■ Goal of the exercise
Each line from the opening of the records that follow to the line with "This would be valuable." needs to be written out exactly. Add nothing.

■ Data for analysis
------------------------
Issue #1155, opened 2024-04-22
Support underscores or other separators in numeric literals.


jeschkies:
It would be nice to have support for underscores in numeric literals to be able to write `500_000_000` instead of `500000000`. This is a common feature in languages. See e.g. [PEP-0515](https://peps.python.org/pep-0515/).

seizethedave:
This would be valuable. Tons of big numeric constants embedded in jsonnet out there.

This would be a deviation from json, but ECMAScript has digit separators. Would the mods look favorable upon this addition?

sparkprime:
SGTM but there's quite a diversity in approaches across languages. Jsonnet typically tries to be compatible with Python or ECMAScript so what is the difference between PEP-0515 and the ECMAScript approach?

seizethedave:
[ECMA proposal](https://github.com/tc39/proposal-numeric-separator), [PEP515](https://peps.python.org/pep-0515/).

Differences between the two seem to be:
* Python plumbs the support into the standard library, allowing you to do things like `int('123_456')` at runtime. ECMAScript doesn't.

Actually, I'll have to take a closer look later, but among the subset of ECMAScript things that Jsonnet supports, that's the only difference I've noticed so far.

The big one is that both require that an underscore can appear between two numerals (0-9), and nothing else can be touching the underscore. Not an `e`, a `.`, and not another `_`.

seizethedave:
Since that's the only difference I can find, what if we just followed ECMAScript? To put it into words:

* Jsonnet numeric literals should support digit separators.
* We'll follow suit with ECMAScript and Python and use the `_` character.
* Separators may be used in whole numbers.
  * Example: `1_000`, `123_456_789`
* Separators may be used in floating point numbers, both before or after the decimal point.
  * Example: `1_000.123_456`, `3.141_592_653`
* Separators may be used in exponentiated numbers, both before or after the exponent.
  * Example: `1.23e4_567`, `1_000e1_000`
* The implementation won't place any restriction on the size, number, or regularity of groups defined by digit separators. (So `1_1`, `1_1_1_1_1_1`, and `1_11_111_1111` are all valid literals.)
* A `_` may appear between any two numeric digits.
* A `_` may not appear next to any of the other non-digit characters encountered in numeric literals. (Including another `_`.) 
  * Invalid: `1_000_.0`, `1._123`, `7_e3`, `7e_3`, `7e-_3`, `7e+_3`, `1__000`
[...]

PR #1160, opened 2024-06-22
Add digit separators

seizethedave:
This is a draft implementation of adding digit separators (`1_000`) to Jsonnet's numeric constants.

Accompanying issue: https://github.com/google/jsonnet/issues/1155

### DIFF
--- a/core/lexer.cpp
+++ b/core/lexer.cpp
@@ -229,7 +229,8 @@ std::string lex_number(const char *&c, const std::string &filename, const Locati
         AFTER_DIGIT,
         AFTER_E,
         AFTER_EXP_SIGN,
-        AFTER_EXP_DIGIT
+        AFTER_EXP_DIGIT,
+        AFTER_UNDERSCORE
     } state;
 
     std::string r;
@@ -262,6 +263,8 @@ std::string lex_number(const char *&c, const std::string &filename, const Locati
                     case 'e':
                     case 'E': state = AFTER_E; break;
 
+                    case '_': state = AFTER_UNDERSCORE; goto skip_char;
+
                     default: goto end;
                 }
                 break;
@@ -283,6 +286,8 @@ std::string lex_number(const char *&c, const std::string &filename, const Locati
                     case '7':
                     case '8':
                     case '9': state = AFTER_ONE_TO_NINE; break;
+
+                    case '_': state = AFTER_UNDERSCORE; goto skip_char;
 
                     default: goto end;
                 }
@@ -324,6 +329,8 @@ std::string lex_number(const char *&c, const std::string &filename, const Locati
                     case '7':
                     case '8':
                     case '9': state = AFTER_DIGIT; break;
+
+                    //case '_': state = AFTER_UNDERSCORE; goto skip_char;
 
                     default: goto end;
                 }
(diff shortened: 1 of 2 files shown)


sbarzowski:
I'm in favor of this. We need to also:
1) Update the docs. At least https://github.com/google/jsonnet/blob/2bca3a02ac3c06e4dac74c10c4b6c650ae53d148/doc/ref/spec.html#L4. Ideallly also the tutorial. 

See https://github.com/google/jsonnet?tab=readme-ov-file#locally-serving-the-website for working on documentation.

2) Add some end-to-end examples. Just dump some `.jsonnet` files in `test_suite` and run https://github.com/google/jsonnet/blob/master/test_suite/refresh_golden.sh. 

3) We'll need to update go-jsonnet implementation (separate PR). It should be straightforward.

seizethedave:
Thanks @sbarzowski, I'll get cracking on those.

seizethedave:
@sbarzowski I think I'm ready for another round of feedback on this one. I suspect these might need a little more help:
* a more formal treatment of the numeric grammar in the docs
* note how `std.parseInt` and related functions will _not_ honor numbers with underscores
Thanks!

MrG9090 (approved):

MrG9090 (approved):

seizethedave:
Anything I can do to push this forward @sbarzowski? Thanks!

MrG9090 (approved):

MrG9090 (approved):

MrG9090 (approved):

MrG9090 (approved):

MrG9090 (approved):

johnbartholomew:
Sorry for all the delays on this. I do hope to review this soon; it seems like a useful improvement.

MrG9090 (approved):

seizethedave:
@johnbartholomew I'll try to find a few minutes to get this PR back into a healthy/mergable state. If you have any pre-review feedback or changes I can get those going.

core/lexer.cpp
```diff
@@ -262,6 +266,8 @@ std::string lex_number(const char *&c, const std::string &filename, const Locati
                     case 'e':
                     case 'E': state = AFTER_E; break;
 
+                    case '_': state = AFTER_UNDERSCORE; goto skip_char;
```
johnbartholomew: Underscore must not be allowed after a leading zero.

JSON numbers that start with a 0 may only be 0 itself, or a fraction starting `0.`, or a (fairly pointless...) 0 with an exponent (e.g., `0e5`). If you go to the AFTER_UNDERSCORE state after a leading zero then it can be used to produce an invalid number, e.g., `0_5` is read as `05` which is not allowed.

(The reason it's not allowed is because it's ambiguous - Javascript reads numbers with a leading zero as *octal* numbers, but JSON does not support octal numbers, so to avoid a misleading difference between JSON and Javascript leading zeros are simply forbidden)

seizethedave:
> Well, "reviewing this soon" turned into ignoring it for an entire year 😭

Hey, I'm familiar with that operating style.

@johnbartholomew I will take you up on the offer to rebase/fix/submit, thank you very much! Good catches on the state machine.

PR #1167, opened 2024-08-14
Added support for field exemptions for std.prune

raynix:
This is to add support for fields which will be exempted and will not be pruned in an object. For example

```
{
  prune(a, ex=[])::
    local isContent(b) =
      if b == null then
        false
      else if std.isArray(b) then
        std.length(b) > 0
      else if std.isObject(b) then
        std.length(b) > 0
      else
        true;
    if std.isArray(a) then
      [$.prune(x, ex) for x in a if isContent($.prune(x, ex))]
    else if std.isObject(a) then {
      [x]: $.prune(a[x], ex)
      for x in std.objectFields(a)
      if std.member(ex, x) || isContent($.prune(a[x], ex))
    } else
      a,
  containers: {
    local container = {
      image: 'nginx:latest',
      env: [],
      args: [],
      volumeMounts: [
        {
          name: 'test',
          emptyDir: {},
          rubbish: {}
        }
      ],
      resources: {
        requests: {
          cpu: '0.5',
          rubbish: []
        },
        rubbish: [],
      }
    },
    test: $.prune(container, ['emptyDir']),
  },
}
```
the emptyDir will be preserved as a preferred result.


raynix:
Can someone take a look? It's been there for a while :)

PR #1206, opened 2025-01-26
doc/man: Add man pages jsonnet.1 and jsonnetfmt.1

daichifukui:
Hi

With this commit, we'd like to add man pages for the jsonnet and jsonnetfmt commands.
The Debian Lintian quality checker warns that each binary should have a manual page, but hopefully this idea would also apply to non-Debian users.
These man pages are created using the help2man command, so the contents are substantially the same as the output of the help option.

### DIFF
--- a/CMakeLists.txt
+++ b/CMakeLists.txt
@@ -48,6 +48,7 @@ option(BUILD_TESTS "Build and run jsonnet tests." ON)
 option(BUILD_STATIC_LIBS "Build a static libjsonnet." ON)
 option(BUILD_SHARED_LIBS "Build shared libjsonnet." ON)
 option(BUILD_SHARED_BINARIES "Link binaries to the shared libjsonnet instead of the static one." OFF)
+option(BUILD_MAN_PAGES "Build manpages." OFF)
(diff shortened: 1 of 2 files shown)


johnbartholomew:
It looks like this is the output of the `help2man` tool. What were the exact commands you used to generate this? It's important to be able to re-run this when needed. For example, if command line argumments to jsonnet or jsonnetfmt change, but also whenever there is a new release we'll need to regenerate this since the man page includes the version number.

It would be good to either generate the man pages during the build (and not add them in the repository at all), or at least to have a make target or shell script that can be run to repeatably regenerate the man-pages (and add it to the release checklist)

MrG9090 (approved):

MrG9090 (approved):

daichifukui:
Hi @johnbartholomew , I've updated this change to generate the man pages during the build.
For the exact commands used to generate the man pages, take a look at the files changed.
I'd be happy if you will approve this. Thank you for the review.

johnbartholomew:
Thanks for the contribution, and sorry this was left untouched for so long. Due to #1275 I've rebased it manually to bring this PR up to date.

johnbartholomew:
Merged! Thanks again!

PR #1213, opened 2025-02-24
Allow manually triggering the build-and-test workflow

johnbartholomew:
Occasionally useful to be able to manually trigger the build-and-test workflow (which is normally triggered for pull requests).


johnbartholomew:
Welp; I messed up the merge here, and merged this as part of a different thing. Oops.

PR #2134, opened 2025-04-05
PPR API omit debtor email addresses.

doug-lovett:
*Issue #:* /bcgov/entity#26960

*Description of changes:*
- Do not save debtor email with new registrations.
- Do not return existing debtor email addresses in API registration and search responses.


cameron-eyds (approved):
Looking great!

PR #2135, opened 2025-04-08
Corrections Status Bug: Duplicate Identifier

cameron-eyds:
*Issue #:* /bcgov/entity#26998

*Description of changes:*
- Fixed duplicate radio btn identifier which would cause functional issues when vite build the application and the duplicate identifiers were rendering at the same time. 


flutistar (approved):
Super!

PR #2145, opened 2025-05-01
MHR API process credit card payments

doug-lovett:
*Issue #:* /bcgov/entity#27259

*Description of changes:*
See ticket for more details
- Add optional new request parameter (ccPayment=true) for all public registration endpoints to indicate CC payment (if preferred account payment is not CC). UI should know the payment method in advance to handle the mhr api response and redirect user to the CC payment url. 
- Save draft record without marking it as consumed if pay api call is successful.
- Associate the pay api response invoice id with the draft.
- For change registrations lock the manufactured home to prevent further changes until payment completes.
- Return to the UI the pay api response invoice ID. Response HTTP status is 202 accepted; new payload paymentPending property is set to true.
- Create new endpoint to receive payment complete requests and create the registration.
- Add/update unit tests.


cameron-eyds (approved):
Outstanding!

flutistar (approved):
Looks good

PR #2147, opened 2025-05-07
MHR CC Handling

cameron-eyds:
*Issue #:* /bcgov/entity#27255

*Description of changes:*
- Include CC required handling for client Manufactured Home: Registrations, Transfers, Transport Permits.
- Include placeholder CC messaging (to be expanded)


flutistar (approved):
Looks good

ppr-ui/src/utils/mhr-api-helper.ts
```diff
@@ -109,6 +111,9 @@ function mhrStaffPaymentParameters (staffPayment: StaffPaymentIF) {
     if (staffPayment.isPriority) {
       paymentParams = paymentParams + '&priority=true'
     }
+    if (staffPayment.isCreditCard) {
```
doug-lovett: Should this be ccPayment?

doug-lovett (approved):
Looks great, just the one comment.

ppr-ui/src/utils/mhr-api-helper.ts
cameron-eyds: You are correct! copypasta error in the param itself. 

On having another look, i need to refactor into the switch itself, as this will be a explicit payment option, not a checkbox(ie in addition to payment)

PR #2158, opened 2025-05-26
27432 extend sbc connect layer

flutistar:
*Issue #:* /bcgov/entity###

*Description of changes:*
- upgraded Nuxt version from 3.14 to 3.16
- Extended SBC connect layer


ppr-ui/src/assets/css/tw.css
```diff
@@ -0,0 +1,247 @@
+/* Lines below re-import Tailwind base styles to fix issues where utilities didn't work due to Vuetify's global reset */
+@tailwind base;
+@tailwind components;
+@tailwind utilities;
+@import "tailwindcss" theme(static);
+@import "@nuxt/ui";
+@source "../../../node_modules/@sbc-connect/nuxt-core-layer-beta";
```
cameron-eyds, line 7: We may be able to set up an alias for @sbc-connect, in the same way we did for sbc common components. 
Especially if we are going to be calling this in more than one place.

cameron-eyds (approved):
Looks great to me!

ppr-ui/src/assets/css/tw.css
deetz99: > We may be able to set up an alias for @sbc-connect, in the same way we did for sbc common components. Especially if we are going to be calling this in more than one place.

There is an alias, you can use `import x from '#core'`.

I haven't tried this in css files though.

cameron-eyds: I think Brandon mentioned there was some issues in the css file, definitely worth a try though, thanks! 
@flutistar Your call sir, we can also resolve later too, not a blocker :)

flutistar: I’m sorry, but I added an alias in nuxt.config.ts and tried to use it in a CSS file, but it doesn’t work. I’ll take another look

doug-lovett (approved):
Looks good, no additional comments.

PR #2159, opened 2025-05-26
CC Redirect url

cameron-eyds:
*Issue #:* /bcgov/entity#27516

*Description of changes:*
- Pull redirect url from session as base url is set in env's


flutistar (approved):
Looks good!

PR #2176, opened 2025-06-24
MHR, PPR API add draftNumber to account registrations.

doug-lovett:
*Issue #:* /bcgov/entity#29100

*Description of changes:*
Account registrations add identifier to link registration with a payment pending draft by draft number. Pending registrations have a draft number with a prefix of 'P'. The prefix is removed when the payment completes and the registration is created.
- For MHR add draftNumber to the GET /mhr/api/v1/registrations endpoint.
- For PPR add draftNumber (draft documentId) to the GET /mhr/api/v1/registrations endpoint.

### DIFF
--- a/mhr-api/pyproject.toml
+++ b/mhr-api/pyproject.toml
@@ -1,6 +1,6 @@
 [tool.poetry]
 name = "mhr-api"
-version = "2.0.14"
+version = "2.0.15"
 description = ""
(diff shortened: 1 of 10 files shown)


cameron-eyds (approved):
Looks great, thank you!

flutistar (approved):
Looks good!

PR #2195, opened 2025-07-17
MHR API new reg pay api add reg number.

doug-lovett:
*Issue #:* /bcgov/entity#29054

*Description of changes:*
- New MH registrations generate MHR numbers before the pay api call. Include the MHR number in the pay api payload.
- Update the pay api details info that shows up in the payment receipt and the account transactions to include the MHR number.
- Add/update unit tests.
- Add logic to reuse a MHR number when the registration fails.

### DIFF
--- a/mhr-api/pyproject.toml
+++ b/mhr-api/pyproject.toml
@@ -1,6 +1,6 @@
 [tool.poetry]
 name = "mhr-api"
-version = "2.0.15"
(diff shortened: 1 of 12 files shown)


cameron-eyds (approved):
Fantastic!

flutistar (approved):
Looks great!

PR #2201, opened 2025-07-29
PPR API add paging of account search history.

doug-lovett:
*Issue #:* /bcgov/entity#29739

*Description of changes:*
- Start page number is 1. Default if no pageNumber request parameter is 1.
- The page size is 1000. Specifying the next page when there are no more results will return an empty list.
- The first item in the list if results exist contains the total history count for the account as property searchHistoryTotal.


flutistar (approved):
Looks good!

cameron-eyds (approved):
Muy Bueno!

PR #2233, opened 2025-09-04
PPR API allow staff historical registrations access.

doug-lovett:
*Issue #:* /bcgov/entity#27065

*Description of changes:*
- PPR expired/discharged historical registrations: allow staff to add, remove, see in the account registrations, download reports.


flutistar (approved):
Legendary PRs, as always!

PR #2236, opened 2025-09-09
Refactor selection function in Search Results table

flutistar:
*Issue #:* /bcgov/entity#30001

*Description of changes:*
- Updated selection function to work with an array object instead of individual items
- Adjusted logic since item is now passed from the child component


doug-lovett (approved):
Looks great.

PR #2238, opened 2025-09-09
MHR API QS lawyer/notary submit Transfer WILL registrations.

doug-lovett:
*Issue #:* /bcgov/entity#30487

*Description of changes:*
- Model changes to support new staff approval registrations. Initially only the WILL document type.
- Create a copy of the registration data as the staff approval registration. 
- Lock the home.
- Allow QS priority fee payment
- Use the same QS access rules for the WILL document type as those for the DEAT type.


flutistar (approved):
Wow, amazing!

Issue #31, opened 2025-08-14
[JAVA] cannot get TestSuites


AcevedoR:
### Describe the issue

when searching all TestSuites with the JAVA SDK, it fails when Deserializing JSON response:

```
Exception when calling TestSuitesApi#searchTestSuites
Status code: 0
Reason: null
Response headers: null
ApiException{code=0, responseHeaders=null, responseBody='null'}
	at io.kestra.sdk.internal.ApiClient.invokeAPI(ApiClient.java:1044)
	at io.kestra.sdk.api.TestSuitesApi.searchTestSuites(TestSuitesApi.java:900)
	at io.kestra.sdk.api.TestSuitesApi.searchTestSuites(TestSuitesApi.java:830)
	at io.kestra.plugin.ee.tests.POCSDK.main(POCSDK.java:27)
Caused by: com.fasterxml.jackson.databind.exc.MismatchedInputException: Cannot construct instance of `io.kestra.sdk.model.PropertyString` (although at least one Creator exists): no String-argument constructor/factory method to deserialize from String value ('dont send Slack message')
 at [Source: REDACTED (`StreamReadFeature.INCLUDE_SOURCE_IN_LOCATION` disabled); line: 1, column: 1504] (through reference chain: io.kestra.sdk.model.PagedResultsTestSuite["results"]->java.util.ArrayList[0]->io.kestra.sdk.model.TestSuite["testCases"]->java.util.ArrayList[0]->io.kestra.sdk.model.UnitTest["fixtures"]->io.kestra.sdk.model.Fixtures["tasks"]->java.util.ArrayList[0]->io.kestra.sdk.model.TaskFixture["description"])
	at com.fasterxml.jackson.databind.exc.MismatchedInputException.from(MismatchedInputException.java:63)
	at com.fasterxml.jackson.databind.DeserializationContext.reportInputMismatch(DeserializationContext.java:1754)

```

### Environment

- Kestra Version: develop

AcevedoR:
The SDK is generated with io.kestra.sdk.model.PropertyString that it cannot deserialize to string, we had the same issue with go

PR #32, opened 2025-08-14
fix(java): add type mappings for Property<...> to string

AcevedoR:
- fixes https://github.com/kestra-io/client-sdk/issues/31

the main change is actually in: [configurations/java-config.yml](https://github.com/kestra-io/client-sdk/pull/32/files#diff-b352aa239f69ec42cc2c4ca3f3719506d798f51cdab29508d9b2c5fa9acd5f7d) (like for GO, we map every Property <> to String)

then I just re generated the JAVA SDK for a 0.24.1 version


Skraye (approved):
lgtm!

PR #128, opened 2025-11-18
fix(java-sdk): fix followDependenciesExecution return type

ClemDoum:

---
The `/api/v1/{tenant}/executions/{executionId}/follow-dependencies` API routes returns a stream of [`ExecutionStatusEvent`](https://github.com/kestra-io/kestra/blob/a4ca3498f3a54d330cf05053b97d50154c7d7b8f/webserver/src/main/java/io/kestra/webserver/controllers/api/ExecutionController.java#L2428) yet the client code deserialize the event stream as a stream of `Execution` which ends up in a stream of empty objects when calling `KestraClient().builder().executions().followDependenciesExecution(executionId, MAIN_TENANT, false, true)` (because property names don't match)

---
Before:
```java
KestraClient().builder().executions().followDependenciesExecution(executionId, MAIN_TENANT, false, true).toStream().toList()
```
return a list of empty `Execution` objects (null properties every everywhere

After:
```java
KestraClient().builder().executions().followDependenciesExecution(executionId, MAIN_TENANT, false, true).toStream().toList()
```
**should** return a list of valid `ExecutionStatusEvent` (I wasn't able to test properly as I wasn't able to setup unit test properly)

### DIFF
--- a/java/java-sdk/src/main/java/io/kestra/sdk/api/ExecutionsApi.java
+++ b/java/java-sdk/src/main/java/io/kestra/sdk/api/ExecutionsApi.java
@@ -27,12 +27,11 @@ import io.kestra.sdk.internal.BaseApi;
 import io.kestra.sdk.internal.Configuration;
 import io.kestra.sdk.internal.Pair;
 
-import io.kestra.sdk.model.BulkErrorResponse;
 import io.kestra.sdk.model.BulkResponse;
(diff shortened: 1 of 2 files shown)


Skraye:
@ClemDoum can you rebase your branch so I can merge it ? I dont have permission to commit on your branch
------------------------
■ Your response
Issue #1155, opened 2024-04-22
Support underscores or other separators in numeric literals.


jeschkies:
It would be nice to have support for underscores in numeric literals to be able to write `500_000_000` instead of `500000000`. This is a common feature in languages. See e.g. [PEP-0515](https://peps.python.org/pep-0515/).

seizethedave:
This would be valuable. Tons of big numeric constants embedded in jsonnet out there.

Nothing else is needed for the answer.